Authors: James Swain
TEN
The scary black dudes knocked Billy’s glasses off dragging him across the lobby. He was thrown into a service elevator and taken to the basement, his final destination a claustrophobic room with a single plastic chair and a security camera bolted to the ceiling.
Billy had been back-roomed before and knew the drill. For the next hour, he’d be slapped around and threatened before the police were called, the casino wishing to impress upon him that he should never step foot on the premises again.
The black dudes took a moment to introduce themselves. Their names were Ike Spears and Terrell Bird, T-Bird for short. Both wore lots of gold jewelry and too much cologne. Ike had the larger vocabulary and appeared to be the leader of the two. T-Bird was shorter, with pretty dreadlocks that bounced on his shoulders. They’d both played defensive end for the Pittsburgh Steelers and sported glittering Super Bowl rings.
They took turns smacking Billy around. They were punishers and were paid by the casino to inflict pain upon unwanted guests, just as cocktail waitresses were paid to act nice. Being mean was their job, but they still didn’t have to hit Billy as hard as they did.
Soon Billy’s ears were ringing.
Somebody answer the phone.
Tasting his own blood, he spit some onto his palm and held his arm out as if directing traffic. The beating stopped.
“Keep hitting him,” Shaz ordered them.
“I don’t want his blood on me. Little fucker might have AIDS,” Ike said.
“Or ebola,” T-Bird said.
“You’re both pathetic.” Looking into the ceiling camera, Shaz raised her arms as if to say,
What now?
Scant seconds later, her cell phone rang.
“Follow me, girls,” she said.
She went into the hall to take the call. The punishers dutifully followed.

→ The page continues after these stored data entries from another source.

PR #34001, opened 2023-02-08
Update Azure.Core docs for dynamic JSON

annelo-msft:
Add customer-facing documentation for dynamic JSON types.

Includes updates to existing docs to address warnings from markdown linting tools.


sdk/core/Azure.Core/README.md
```diff
@@ -1,20 +1,20 @@
 # Azure Core shared client library for .NET
 
-Azure.Core provides shared primitives, abstractions, and helpers for modern .NET Azure SDK client libraries.
```
annelo-msft, line 3: Changes to this file are just for linting.

sdk/core/Azure.Core/samples/ProtocolMethods.md
```diff
@@ -118,6 +118,14 @@ var doc = JsonDocument.Parse(response.Content.ToMemory());
 var name = doc.RootElement.GetProperty("name").GetString();
 ```
 
+JSON properties can also be accessed using a dynamic layer.
```
annelo-msft, line 121: I used a new fake WidgetClient instead of the test PetStoreClient because the other is used in a lot of tests and I wanted something specifically for samples. If we don't like this approach, I can look at either moving this article to the WidgetClient completely, or better understanding the needs of the PetStoreClient.  Both are generated from fake swagger files.

sdk/core/Azure.Core/samples/DynamicContent.md
```diff
@@ -0,0 +1,73 @@
...
+RequestContent update = RequestContent.Create(
+    new
+    {
+        Id = (string)widget.Id,
+        Name = "New Name"
+
+        // A forgotten field may be deleted!
+    }
+);
+await client.SetWidgetAsync((string)widget.Id, update);
```
KrzysztofCwalina, line 57: since ID is in the JSON payload, why does this API need the first parameter?

annelo-msft: I thought about this after I wrote it as well.  I believe a REST API definition to PUT a value would need to take a unique identifier as a parameter (although if you know of a counter-example, I'm happy to change this).  Since these are protocol methods, such a parameter would have to appear in the method signature.

It's the kind of thing we would add a convenience overload for in a convenience client (and do, for example, in the AppConfig [ConfigurationClient](https://apiview.dev/Assemblies/Review/8b7f5312697a458ab9e65c2fd9cdc2dd#Azure.Data.AppConfiguration.ConfigurationClient) for SetConfigurationSetting().

sdk/core/Azure.Core/samples/DynamicContent.md
```diff
@@ -0,0 +1,73 @@
...
+
+### Collections can be enumerated
+
+Dynamic JSON arrays are `IEnumerable` and can be iterated over with the `foreach` keyword.
+
+[TODO: Add sample]
+
+## Setting Request Content
+
+Authoring JSON from scratch to pass as inputs to protocol methods is [done using anonymous types](ProtocolMethods.md#2-create-and-send-a-request).  When working with Azure services, however, it is common to retrieve a value from from the service, make some changes to it, and send the updated value back to the service.  This is called a "round-trip scenario."
```
jsquire, line 40: Does it need to be done via anonymous types, or is that just the recommendation?

sdk/core/Azure.Core/samples/ProtocolMethods.md
jsquire: Should we be using something like `CattleClient` and other bovine-related properties as examples so that we stay on-brand for our current initiatives?

_( yes, this is said in jest.  😄 )_

sdk/core/Azure.Core/samples/Response.md
```diff
@@ -55,6 +55,18 @@ using (StreamReader reader = new StreamReader(contentStream))
 }
 ```
 
+## Accessing HTTP response content with `dynamic`
```
jsquire, line 58: Since this is likely to be the more common case as DPG takes over the world, should we consider reordering so that it is the first section on accessing HTTP content?

sdk/core/Azure.Core/samples/ProtocolMethods.md
annelo-msft: 🐮

sdk/core/Azure.Core/samples/DynamicContent.md
```diff
@@ -0,0 +1,73 @@
+# Azure SDK Dynamic JSON samples
+
+Azure SDK client [Protocol methods](ProtocolMethods.md) do not take or return model types.  JSON response content can be accessed using BCL JSON types, but use of these APIs can result in code that is difficult to read and obscures the author's intent.  To improve the developer experience, Azure.Core provides a dynamic layer over JSON APIs.
```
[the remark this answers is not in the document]
annelo-msft: Yes, I like what you're doing there.  Let me take another iteration over that given your suggestions.

Also, good call out on links to .NET dynamic docs!  In the past, I've gotten feedback that I link out too much so I was trying to work against that instinct here, but I think this is a good place to do so for a basic and fundamental concept that may be unfamiliar.  Thanks!

sdk/core/Azure.Core/samples/DynamicContent.md
annelo-msft: It is the officially recommended guidance, but it's possible to author it any way that works with [RequestContent.Create()](https://learn.microsoft.com/en-us/dotnet/api/azure.core.requestcontent.create?view=azure-dotnet).  I can reword this to make that clear - thanks!

sdk/core/Azure.Core/README.md
```diff
@@ -1,20 +1,20 @@
 # Azure Core shared client library for .NET
 
-Azure.Core provides shared primitives, abstractions, and helpers for modern .NET Azure SDK client libraries. 
-These libraries follow the [Azure SDK Design Guidelines for .NET](https://azure.github.io/azure-sdk/dotnet_introduction.html) 
-and can be easily identified by package and namespaces names starting with 'Azure', e.g. ```Azure.Storage.Blobs```. 
-A more complete list of client libraries using Azure.Core can be found [here](https://github.com/Azure/azure-sdk-for-net#core-services). 
+Azure.Core provides shared primitives, abstractions, and helpers for modern .NET Azure SDK client libraries.
+These libraries follow the [Azure SDK Design Guidelines for .NET](https://azure.github.io/azure-sdk/dotnet_introduction.html)
+and can be easily identified by package and namespaces names starting with 'Azure', e.g. ```Azure.Storage.Blobs```.
```
heaths, line 5: Nit: This works with commonmark but is non-standard for inline code. While you're already changing it,
```suggestion
and can be easily identified by package and namespaces names starting with 'Azure', e.g. `Azure.Storage.Blobs`.
```

heaths: There's a few other places below, but up to you, of course.

sdk/core/Azure.Core/samples/DynamicContent.md
heaths, line 3: Not really a proper noun, is it? Otherwise, I'd think it'd be "Protocol Methods".
```suggestion
Azure SDK client [protocol methods](ProtocolMethods.md) do not take or return model types.  JSON response content can be accessed using BCL JSON types, but use of these APIs can result in code that is difficult to read and obscures the author's intent.  To improve the developer experience, Azure.Core provides a dynamic layer over JSON APIs.
```

heaths, line 3: We should spell out acronyms the first time we use them:
```suggestion
Azure SDK client [Protocol methods](ProtocolMethods.md) do not take or return model types.  JSON response content can be accessed using Base Class Library (BCL) JSON types, but use of these APIs can result in code that is difficult to read and obscures the author's intent.  To improve the developer experience, Azure.Core provides a dynamic layer over JSON APIs.
```

JSON is probably common enough not to do that, but "BCL" may not be.

sdk/core/Azure.Core/samples/DynamicContent.md
```diff
@@ -0,0 +1,73 @@
...
+
+## Accessing Response Content
+
+### Get `dynamic` from response
+
+Dynamic content is obtained from the `Response` return value.
+
+```C# Snippet:GetDynamicJson
```
heaths, line 11: These have to be unique throughout the repo. Maybe add "AzureCore" to namespace these e.g., "AzureCoreGetDynamicJson"? I could see "GetDynamicJson" being vague enough to yield future collisions and using your package name (or would-be package name) is a common solution.

sdk/core/Azure.Core/samples/DynamicContent.md
```diff
@@ -0,0 +1,73 @@
...
+Response response = await client.GetWidgetAsync("123");
+dynamic widget = response.Content.ToDynamic();
+```
+
+### Get a JSON property
+
+JSON properties are read using dynamic member access.
```
heaths, line 18: Should we also document what the default binding behavior is e.g., originally-cased properties (I believe)?

sdk/core/Azure.Core/samples/DynamicContent.md
```diff
@@ -0,0 +1,73 @@
...
+
+```C# Snippet:GetDynamicJsonProperty
+Response response = await client.GetWidgetAsync("123");
+dynamic widget = response.Content.ToDynamic();
+string name = widget.Name;
```
heaths, line 23: At least in my work for CLU, the default seems to be originally-cased (should be camel, based on API guidelines) property accessors.

sdk/core/Azure.Core/samples/DynamicContent.md
```diff
@@ -0,0 +1,73 @@
...
+
+```C# Snippet:RoundTripAnonymousType
+Response response = client.GetWidget("123");
+dynamic widget = response.Content.ToDynamic();
+
+RequestContent update = RequestContent.Create(
+    new
+    {
+        Id = (string)widget.Id,
+        Name = "New Name"
```
heaths, line 52: I thought also that the default setter case is case-sensitive? Almost all REST APIs should be using camelCase per guidelines.

heaths: On a related note, we might want to show a sample using an array. As @KrzysztofCwalina was suggesting offline in another email thread, people should use `new object[]` instead of just `new[]` to avoid a compiler error if they elide any defaulted properties, e.g.:

```C#
var data = new
{
  myarray = new object[]
  {
    new
    {
      a = "foo"
    },
    new
    {
      a = "bar",
      b = true
    }
  }
};
```

sdk/core/Azure.Core/samples/ProtocolMethods.md
heaths: Now those jokes will be lost to the ether. 😥

sdk/core/Azure.Core/samples/Response.md
heaths: Is that necessarily true given we want to move everyone to TypeSpec and, ergo, generate models? Perhaps, for now, this will become the primary case but that hopefully one day changes. I keep hearing different things from different people, though.

KrzysztofCwalina:
I saw several references to DynamiJson being in Azure.Core. Is that what we decided? I though we were leaning toward a separate package, e.g. Azure.Core.Json (or something like that)

heaths:
> I saw several references to DynamiJson being in Azure.Core. Is that what we decided? I though we were leaning toward a separate package, e.g. Azure.Core.Json (or something like that)

@KrzysztofCwalina wouldn't that degrade the experience since a new package will need to be added? What I liked when migrating my samples - or even writing some new tests - was that, because I already had a `<ProjectReference>` added - I could just type `ToDynamic` and hit {Tab} and everything just worked e.g., a `using` to `Azure.Core.Dynamic` (or whatever - I forget) was added automatically.

annelo-msft:
> I saw several references to DynamiJson being in Azure.Core. Is that what we decided? I though we were leaning toward a separate package, e.g. Azure.Core.Json (or something like that)

I like that @heaths likes it in Azure.Core directly.

I've been thinking more about this, and two things have come up that make me think maybe the type is better in Azure.Core.
1. If we wanted to add a static RequestContent.Create(DynamicJson), I believe we can only do this if DynamicJson is in Azure.Core, since we aren't able to add a static extension method to RequestContent.
2. If we wanted to build a JSON Merge Patch story around DynamicJson/MutableJsonDocument, that would mean any generated library that wanted to use this convenience would need to include the separate library.

Neither of these is a deal breaker, but both feel like they reduce the convenience value of DynamicJson.

KrzysztofCwalina:
I see the problem with RequestContent.Create, though is it a common scenario to create requests from DJ?

As to JSON Path, I imagine we would use MutableDocument, not DJ if we were shipping smart/patchable models. In thins case, we could ship MutableJson on Azure.Core and then DJ in the other package.

annelo-msft:
> I see the problem with RequestContent.Create, though is it a common scenario to create requests from DJ?

It would be needed for any round-trip scenario.

sdk/core/Azure.Core/samples/DynamicContent.md
annelo-msft, line 3: Note: We should add a call out regarding best practices on testing per @heaths's discovery: https://github.com/Azure/azure-sdk-for-net/pull/35320#issuecomment-1495079875

heaths: Shouldn't we just require recorded tests already, though? Releasing an SDK without tests seems like a really bad idea. The reason I was impacted was because our Azure.Core.TestFramework doesn't check request bodies. In my case, I was switching from models to DynamicJson / DynamicData so I intentionally didn't re-record. If the records didn't match, then I did something wrong.

Using anonymous types for input was merely an implementation detail in that case.

If dev teams start with tests using dynamic, when recording them they would've found these issues. The only reason they'd miss them is if they didn't have any tests at all.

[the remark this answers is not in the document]
KrzysztofCwalina: Let's just make sure that the dynamic docs don't talk too much about how dynamic internals work and how IDynamicMetaObject is implemented. We don't need people to understand it.

sdk/core/Azure.Core/samples/DynamicContent.md
KrzysztofCwalina: It would be good to explain to users how they can know what properties they can access, i.e. REST API docs and debugger.

sdk/core/Azure.Core/samples/DynamicContent.md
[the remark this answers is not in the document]
heaths: Might be worth mentioning at least that we implement it, so that devs know what they can/can't do. Or perhaps that's implied enough that they can use `dynamic`?

sdk/core/Azure.Core/samples/DynamicContent.md
annelo-msft: > At least in my work for CLU, the default seems to be originally-cased (should be camel, based on API guidelines) property accessors.

Updated to show intended usage via defaults (and will update again once https://github.com/Azure/azure-sdk-for-net/pull/35777 lands)

sdk/core/Azure.Core/samples/DynamicContent.md
annelo-msft: Agreed, this addition is out of scope for these docs.

sdk/core/Azure.Core/samples/Response.md
annelo-msft: I'll move it to before the GetRawResponse().ContentStream sample and after the Response\<T\> sample.

sdk/core/Azure.Core/samples/DynamicContent.md
annelo-msft: Added a section on REST API docs and the VS Dynamic View.

sdk/core/Azure.Core/samples/DynamicContent.md
```diff
@@ -0,0 +1,152 @@
...
+
+## Accessing Response Content
+
+### Get `dynamic` from response
+
+Dynamic content is obtained from the `Response` return value.
+
+```C# Snippet:AzureCoreGetDynamicJson
+Response response = await client.GetWidgetAsync("123");
+dynamic widget = response.Content.ToDynamicFromJson(DynamicDataOptions.Default);
```
KrzysztofCwalina, line 13: I think it would be better to not pass the options here. We are still trying to explain the basics here and this parameter makes the sample more complex than it needs to be.

sdk/core/Azure.Core/samples/DynamicContent.md
```diff
@@ -0,0 +1,152 @@
+# Azure SDK Dynamic JSON samples
+
+Azure SDK client [protocol methods](https://github.com/Azure/azure-sdk-for-net/blob/main/sdk/core/Azure.Core/samples/ProtocolMethods.md) take `RequestContent` as an input parameter and return `Response` as their return type.  These types hold raw JSON content that can be accessed using Base Class Library (BCL) types such as `JsonDocument`, but use of these APIs can result in code that is difficult to read and obscures the author's intent.  To improve the developer experience, Azure.Core provides a [dynamic](https://learn.microsoft.com/dotnet/csharp/advanced-topics/interop/using-type-dynamic) layer over JSON APIs.
```
KrzysztofCwalina, line 3: Instead of saying "Base Class Library (BCL) types" I would say "any JSON parser, e.g. JsonDocument"

KrzysztofCwalina: Also, it's a bit inconsistent that you are taking about RequestContent. It's an input JsonDocument does not help with that. 

Lastly, the APIs are more general than protocol methods, and so maybe this section should start with "Some Azure SDK APIs return values that hold raw JSON, e.g. protocol methods.

sdk/core/Azure.Core/samples/DynamicContent.md
```diff
@@ -0,0 +1,152 @@
...
+
+```C# Snippet:AzureCoreGetDynamicJsonProperty
+Response response = await client.GetWidgetAsync("123");
+dynamic widget = response.Content.ToDynamicFromJson(DynamicDataOptions.Default);
+string name = widget.Name;
+```
+
+You can learn what properties are available in the JSON response content from the REST API documentation for the service, examples in the protocol method documentation, or by expanding the [Dynamic View](https://learn.microsoft.com/visualstudio/debugger/watch-and-quickwatch-windows) in Visual Studio.
+
+If no parameter is passed to `ToDynamicFromJson()`, properties names must exactly match the member names in the JSON content.  Passing `DynamicDataOptions.Default` will enable properties to be accessed using PascalCase property names, and will write any added properties with camelCase names.
```
KrzysztofCwalina, line 28: I would move this whole section (and so discussion of the mapping feature) to the end, i.e. advanced concepts.

sdk/core/Azure.Core/samples/DynamicContent.md
```diff
@@ -0,0 +1,152 @@
...
+
+### Set a JSON property
+
+JSON members can be set on the dynamic object.
```
KrzysztofCwalina, line 32: I think this needs to be illustrated with a round-trip scenario, otherwise the read might wonder why they would ever do it.

sdk/core/Azure.Core/samples/DynamicContent.md
```diff
@@ -0,0 +1,152 @@
...
+### Check whether an optional property is present
+
+Optional properties will return null if not present in the JSON content.
+
+```C# Snippet:AzureCoreGetDynamicJsonOptionalProperty
+Response response = await client.GetWidgetAsync("123");
+dynamic widget = response.Content.ToDynamicFromJson(DynamicDataOptions.Default);
+
+// Check whether optional property is present
+if (widget.Properties != null)
```
KrzysztofCwalina, line 61: "property" is overloaded here. It's both a concept you are taking about here and a specific property. I would avoid this, i.e. rename "Properties" property to "Items" for example.

sdk/core/Azure.Core/samples/DynamicContent.md
```diff
@@ -0,0 +1,152 @@
...
+// JSON is "{ values = [1, 2, 3] }"
+int value = widget.Values[0];
+```
+
+### Check whether an optional property is present
+
+Optional properties will return null if not present in the JSON content.
+
+```C# Snippet:AzureCoreGetDynamicJsonOptionalProperty
+Response response = await client.GetWidgetAsync("123");
```
KrzysztofCwalina, line 57: It would be good if it was clear what the payload looks like here, e.g. 
```csharp
Response response = await client.GetWidgetAsync(); // returns { "properties" : { "color" : "blue" }  }
```

Also, I find the "123" distracting. I would remove it. Maybe even "Async". All these things are not relevant to this guide.

sdk/core/Azure.Core/samples/DynamicContent.md
```diff
@@ -0,0 +1,152 @@
...
+    string color = widget.Properties.Color;
+}
+```
+
+### Enumerate a collection
+
+Dynamic JSON objects and arrays are `IEnumerable` and can be iterated over with the `foreach` keyword.
+
+```C# Snippet:AzureCoreEnumerateDynamicJsonObject
+Response response = await client.GetWidgetAsync("123");
```
KrzysztofCwalina, line 72: t would be good if it was clear what the payload looks like here

sdk/core/Azure.Core/samples/DynamicContent.md
```diff
@@ -0,0 +1,152 @@
...
+dynamic widget = response.Content.ToDynamicFromJson(DynamicDataOptions.Default);
+
+foreach (dynamic property in widget.Properties)
+{
+    UpdateWidget(property.Name, property.Value);
+}
+
+void UpdateWidget(string name, string value)
```
KrzysztofCwalina, line 80: This does not update. Why is it called Update?

sdk/core/Azure.Core/samples/DynamicContent.md
```diff
@@ -0,0 +1,152 @@
...
+    Console.WriteLine($"Widget has property {name}='{value}'.");
+}
+```
+
+### Cast to a POCO type
+
+Dynamic JSON objects can be cast to CLR types using the cast operator.
+
+```C# Snippet:AzureCoreCastDynamicJsonToPOCO
+Response response = await client.GetWidgetAsync("123");
```
KrzysztofCwalina, line 91: t would be good if it was clear what the payload looks like here

sdk/core/Azure.Core/samples/DynamicContent.md
```diff
@@ -0,0 +1,152 @@
...
+    public string Name { get; set; }
+}
+```
+
+### Get a property with invalid C# characters in the name
+
+JSON members whose names have characters that are not valid for property names in C# can be accessed using property indexers.
+
+```C# Snippet:AzureCoreGetDynamicPropertyInvalidCharacters
+Response response = await client.GetWidgetAsync("123");
```
KrzysztofCwalina, line 108: It would be good if the JSON payload here actually had the required properties.

sdk/core/Azure.Core/samples/DynamicContent.md
annelo-msft: Love it, nice catch.

sdk/core/Azure.Core/samples/DynamicContent.md
annelo-msft: I believe I have addressed this, but please tell me if you had something different in mind.

KrzysztofCwalina (approved):

christothes (approved):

Billy sank into the plastic chair. He’d taken a few hits to the jaw, and he ran the tip of his finger across his teeth to see if they were still intact. To his surprise, they were all there.
So much for small favors.
Although his body hurt, he wasn’t scared. Soon the Metro LVPD would be summoned, and he’d be taken to the Clark County Detention Center and booked. There he’d be allowed to call his lawyer and post bail. He’d be a free man by morning, and he’d go home to his condo to lick his wounds and figure out how he was going to beat this rap.
Cheating cases were hard to prove. Nevada juries would not convict unless there was clear videotape evidence of the crime. Billy was always aware of the cameras when he was making a play, and hid his actions. As a result, the times he’d been busted he’d always plea-bargained out and had to pay fines to the court. It was a small price to pay for all the money he’d stolen from the casinos.

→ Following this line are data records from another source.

PR #34002, opened 2023-02-08
Fix binlog artifact upload

weshaggard:
@heaths I was trying to set System.Debug=true on a pipeline and keep hitting failures around the binlog stuff. I don't think this has ever worked I've fixed this so that the logs get generated and uploaded. I also noticed that the binlog only gets uploaded for the tests today if you want the build and packaging we still need to add a similar upload step in ci.yml.

### DIFF
--- a/eng/pipelines/templates/jobs/ci.tests.yml
+++ b/eng/pipelines/templates/jobs/ci.tests.yml
@@ -117,9 +117,9 @@ jobs:
           mergeTestResults: true
       - template: /eng/common/pipelines/templates/steps/publish-artifact.yml
         parameters:
-          ArtifactPath: $(Build.ArtifactStagingDirectory)/*.binlog
-          ArtifactName: logs
-          CustomCondition: eq(variables['System.Debug'], 'true')
+          ArtifactPath: $(Build.ArtifactStagingDirectory)/test.binlog
+          ArtifactName: binlog_$(Agent.JobName)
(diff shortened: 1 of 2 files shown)


eng/pipelines/templates/jobs/ci.tests.yml
```diff
@@ -117,9 +117,9 @@ jobs:
           mergeTestResults: true
       - template: /eng/common/pipelines/templates/steps/publish-artifact.yml
         parameters:
-          ArtifactPath: $(Build.ArtifactStagingDirectory)/*.binlog
-          ArtifactName: logs
-          CustomCondition: eq(variables['System.Debug'], 'true')
+          ArtifactPath: $(Build.ArtifactStagingDirectory)/test.binlog
+          ArtifactName: binlog_$(Agent.JobName)
```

From the hallway came the sound of Shaz talking. He needed to find out how she’d made him for a cheater. His disguises had flown by the best security people in town, and it was going to bug him until he learned how she’d done it.
The unholy trio returned. A smelly towel was thrown in his face. He wiped away the blood, thinking the storm had passed.
A minute later, he learned otherwise.
They took an elevator to an unfinished fourteenth floor of the hotel’s first tower. He felt a hand on his shoulder and followed Shaz down a hallway with no carpet, their feet echoing off harsh concrete. She unlocked a door to a suite with a
“
D
O
N
OT
E
NTER
”
sign hanging on the knob.
“This is where we bring cheaters,” she said.
The suite had colored wires springing from holes in the walls. The dead bolt was thrown and the breath caught in Billy’s throat. He was about to die. There was no other reason for them to bring him here. Old-timers called it getting eighty-sixed. Eight miles out in the desert, six feet down in the ground.
“You with us, Billy?” Shaz asked.
“How did you know my name?”
“Haven’t figured it out yet? You will. Walk with me.”
“Come on. I didn’t even steal any money from you,” he pleaded.
“Shut up.”
A hallway led to the master bedroom. She took a tube of Vicks VapoRub from her pocket and rubbed the ointment beneath each nostril, then passed the tube to the punishers.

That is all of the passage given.